Task instructions: Transcribe the listing from its top line through the line with "wasn't getting expanded.". Keep it exact, both ends included, and add nothing.

Information:
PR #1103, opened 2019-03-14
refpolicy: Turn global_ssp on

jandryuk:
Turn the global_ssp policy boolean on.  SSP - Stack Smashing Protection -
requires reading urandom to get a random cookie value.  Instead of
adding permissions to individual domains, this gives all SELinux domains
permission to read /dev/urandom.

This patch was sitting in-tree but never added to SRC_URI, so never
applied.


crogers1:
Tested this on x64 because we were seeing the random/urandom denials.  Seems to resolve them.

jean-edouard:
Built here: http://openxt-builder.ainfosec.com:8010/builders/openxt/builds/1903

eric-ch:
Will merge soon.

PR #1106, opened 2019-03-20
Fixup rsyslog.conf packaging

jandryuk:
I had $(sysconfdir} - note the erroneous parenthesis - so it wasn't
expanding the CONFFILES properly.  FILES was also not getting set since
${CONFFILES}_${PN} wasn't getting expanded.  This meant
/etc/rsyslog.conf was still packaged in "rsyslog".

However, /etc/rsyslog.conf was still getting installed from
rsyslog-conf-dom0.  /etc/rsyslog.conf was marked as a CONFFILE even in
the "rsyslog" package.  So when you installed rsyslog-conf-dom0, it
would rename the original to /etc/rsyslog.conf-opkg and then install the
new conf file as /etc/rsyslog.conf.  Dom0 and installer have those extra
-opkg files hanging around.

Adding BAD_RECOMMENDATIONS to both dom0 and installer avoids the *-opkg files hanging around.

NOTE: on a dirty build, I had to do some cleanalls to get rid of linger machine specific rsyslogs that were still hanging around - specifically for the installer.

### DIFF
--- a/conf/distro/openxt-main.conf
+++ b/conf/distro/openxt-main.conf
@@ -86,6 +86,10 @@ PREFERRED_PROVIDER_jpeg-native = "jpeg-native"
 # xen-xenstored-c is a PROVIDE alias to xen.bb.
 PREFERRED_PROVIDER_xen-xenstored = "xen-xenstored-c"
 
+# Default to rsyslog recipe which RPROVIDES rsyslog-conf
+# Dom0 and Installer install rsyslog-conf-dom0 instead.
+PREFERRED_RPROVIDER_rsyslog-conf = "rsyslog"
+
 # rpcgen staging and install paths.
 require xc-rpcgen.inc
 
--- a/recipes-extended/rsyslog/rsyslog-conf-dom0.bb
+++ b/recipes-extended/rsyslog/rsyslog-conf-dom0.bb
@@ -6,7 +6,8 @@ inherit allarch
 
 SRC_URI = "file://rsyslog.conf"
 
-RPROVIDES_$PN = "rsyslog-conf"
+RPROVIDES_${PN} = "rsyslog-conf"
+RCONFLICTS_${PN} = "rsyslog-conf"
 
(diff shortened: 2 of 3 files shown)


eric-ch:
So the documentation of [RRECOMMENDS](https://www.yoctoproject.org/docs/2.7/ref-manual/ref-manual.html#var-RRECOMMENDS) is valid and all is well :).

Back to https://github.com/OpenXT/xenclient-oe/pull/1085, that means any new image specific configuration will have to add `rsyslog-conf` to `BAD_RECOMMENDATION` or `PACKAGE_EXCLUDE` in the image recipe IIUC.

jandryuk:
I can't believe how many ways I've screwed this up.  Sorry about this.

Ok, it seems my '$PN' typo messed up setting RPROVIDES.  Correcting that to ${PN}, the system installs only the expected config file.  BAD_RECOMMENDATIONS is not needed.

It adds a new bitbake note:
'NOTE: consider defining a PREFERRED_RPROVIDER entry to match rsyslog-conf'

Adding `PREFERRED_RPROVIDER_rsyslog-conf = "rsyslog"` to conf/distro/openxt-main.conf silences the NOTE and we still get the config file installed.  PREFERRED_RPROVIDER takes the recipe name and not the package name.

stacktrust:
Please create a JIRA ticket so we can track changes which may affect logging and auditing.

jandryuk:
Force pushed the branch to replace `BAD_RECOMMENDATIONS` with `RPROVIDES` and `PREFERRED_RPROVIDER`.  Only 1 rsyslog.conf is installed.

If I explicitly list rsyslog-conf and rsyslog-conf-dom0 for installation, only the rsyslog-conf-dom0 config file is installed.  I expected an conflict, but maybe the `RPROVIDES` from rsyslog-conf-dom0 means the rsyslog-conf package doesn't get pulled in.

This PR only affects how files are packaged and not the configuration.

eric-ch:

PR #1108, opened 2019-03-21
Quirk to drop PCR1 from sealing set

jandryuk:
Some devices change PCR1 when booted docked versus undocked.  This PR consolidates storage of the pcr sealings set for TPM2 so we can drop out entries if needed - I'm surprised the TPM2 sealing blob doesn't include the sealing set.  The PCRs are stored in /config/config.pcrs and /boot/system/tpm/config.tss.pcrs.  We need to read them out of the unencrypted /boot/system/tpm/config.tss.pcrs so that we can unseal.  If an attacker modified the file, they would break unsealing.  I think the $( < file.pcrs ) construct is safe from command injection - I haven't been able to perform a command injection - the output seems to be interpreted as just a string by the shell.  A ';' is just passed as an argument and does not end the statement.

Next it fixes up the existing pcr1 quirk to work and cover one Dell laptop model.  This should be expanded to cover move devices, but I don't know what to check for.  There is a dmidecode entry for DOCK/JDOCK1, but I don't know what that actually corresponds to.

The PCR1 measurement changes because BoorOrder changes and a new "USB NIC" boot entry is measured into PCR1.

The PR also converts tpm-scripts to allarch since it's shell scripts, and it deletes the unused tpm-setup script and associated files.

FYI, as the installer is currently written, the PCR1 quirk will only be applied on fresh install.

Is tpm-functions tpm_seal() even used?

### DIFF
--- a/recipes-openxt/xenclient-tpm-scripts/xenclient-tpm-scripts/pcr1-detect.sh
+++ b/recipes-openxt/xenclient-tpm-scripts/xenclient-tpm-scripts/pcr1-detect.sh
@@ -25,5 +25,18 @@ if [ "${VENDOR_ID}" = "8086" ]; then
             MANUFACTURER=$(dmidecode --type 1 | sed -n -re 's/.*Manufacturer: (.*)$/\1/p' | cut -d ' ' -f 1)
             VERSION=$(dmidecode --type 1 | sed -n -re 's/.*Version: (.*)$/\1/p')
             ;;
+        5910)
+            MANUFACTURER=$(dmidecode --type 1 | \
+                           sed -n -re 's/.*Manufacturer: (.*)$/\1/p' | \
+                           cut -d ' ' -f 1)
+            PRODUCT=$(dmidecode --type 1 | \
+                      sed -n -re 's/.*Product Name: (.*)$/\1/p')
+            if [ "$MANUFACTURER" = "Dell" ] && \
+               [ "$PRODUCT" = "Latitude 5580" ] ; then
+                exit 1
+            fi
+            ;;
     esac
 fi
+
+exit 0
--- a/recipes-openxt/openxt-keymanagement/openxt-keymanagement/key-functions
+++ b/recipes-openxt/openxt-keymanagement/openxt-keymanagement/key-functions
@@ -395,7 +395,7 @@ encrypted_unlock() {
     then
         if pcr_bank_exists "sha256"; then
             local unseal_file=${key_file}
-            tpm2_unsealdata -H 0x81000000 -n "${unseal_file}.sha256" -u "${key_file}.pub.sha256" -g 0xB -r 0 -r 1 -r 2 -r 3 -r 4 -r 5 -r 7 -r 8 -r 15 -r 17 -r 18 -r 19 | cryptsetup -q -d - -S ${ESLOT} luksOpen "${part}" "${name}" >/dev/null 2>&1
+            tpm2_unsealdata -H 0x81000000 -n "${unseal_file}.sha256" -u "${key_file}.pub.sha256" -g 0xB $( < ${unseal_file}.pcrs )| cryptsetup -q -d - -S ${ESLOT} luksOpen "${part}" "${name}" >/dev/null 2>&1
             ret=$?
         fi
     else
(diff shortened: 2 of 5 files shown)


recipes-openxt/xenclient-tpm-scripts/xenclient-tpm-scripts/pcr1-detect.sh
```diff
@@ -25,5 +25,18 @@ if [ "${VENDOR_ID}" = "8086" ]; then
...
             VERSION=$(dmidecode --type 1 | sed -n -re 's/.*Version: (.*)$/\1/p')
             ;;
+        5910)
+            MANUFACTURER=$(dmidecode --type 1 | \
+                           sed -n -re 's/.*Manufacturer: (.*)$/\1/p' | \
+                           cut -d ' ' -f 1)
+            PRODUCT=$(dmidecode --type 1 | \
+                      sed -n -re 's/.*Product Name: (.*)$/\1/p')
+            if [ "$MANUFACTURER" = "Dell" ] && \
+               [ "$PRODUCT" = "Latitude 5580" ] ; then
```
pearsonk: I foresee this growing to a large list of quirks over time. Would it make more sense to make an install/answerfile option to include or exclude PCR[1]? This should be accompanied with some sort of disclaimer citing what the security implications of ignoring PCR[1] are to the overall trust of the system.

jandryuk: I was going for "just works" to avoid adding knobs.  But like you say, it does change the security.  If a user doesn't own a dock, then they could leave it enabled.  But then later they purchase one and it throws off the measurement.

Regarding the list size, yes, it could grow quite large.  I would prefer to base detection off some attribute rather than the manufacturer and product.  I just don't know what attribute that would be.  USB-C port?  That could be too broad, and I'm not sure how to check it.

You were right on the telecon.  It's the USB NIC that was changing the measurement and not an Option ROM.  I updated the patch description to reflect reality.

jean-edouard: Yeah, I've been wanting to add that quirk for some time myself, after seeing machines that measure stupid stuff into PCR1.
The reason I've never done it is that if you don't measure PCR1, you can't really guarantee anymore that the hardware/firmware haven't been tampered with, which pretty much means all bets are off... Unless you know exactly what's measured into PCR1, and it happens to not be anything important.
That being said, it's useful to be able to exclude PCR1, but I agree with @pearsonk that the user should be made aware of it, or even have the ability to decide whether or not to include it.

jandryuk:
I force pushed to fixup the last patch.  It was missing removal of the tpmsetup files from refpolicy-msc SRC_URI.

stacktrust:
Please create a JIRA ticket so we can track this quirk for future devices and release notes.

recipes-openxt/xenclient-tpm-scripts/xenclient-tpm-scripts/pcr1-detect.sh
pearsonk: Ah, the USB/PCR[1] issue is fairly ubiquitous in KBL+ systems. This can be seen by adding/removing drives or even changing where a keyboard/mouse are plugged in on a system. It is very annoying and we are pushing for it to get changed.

Answer for this exercise:
PR #1103, opened 2019-03-14
refpolicy: Turn global_ssp on

jandryuk:
Turn the global_ssp policy boolean on.  SSP - Stack Smashing Protection -
requires reading urandom to get a random cookie value.  Instead of
adding permissions to individual domains, this gives all SELinux domains
permission to read /dev/urandom.

This patch was sitting in-tree but never added to SRC_URI, so never
applied.


crogers1:
Tested this on x64 because we were seeing the random/urandom denials.  Seems to resolve them.

jean-edouard:
Built here: http://openxt-builder.ainfosec.com:8010/builders/openxt/builds/1903

eric-ch:
Will merge soon.

PR #1106, opened 2019-03-20
Fixup rsyslog.conf packaging

jandryuk:
I had $(sysconfdir} - note the erroneous parenthesis - so it wasn't
expanding the CONFFILES properly.  FILES was also not getting set since
${CONFFILES}_${PN} wasn't getting expanded.  This meant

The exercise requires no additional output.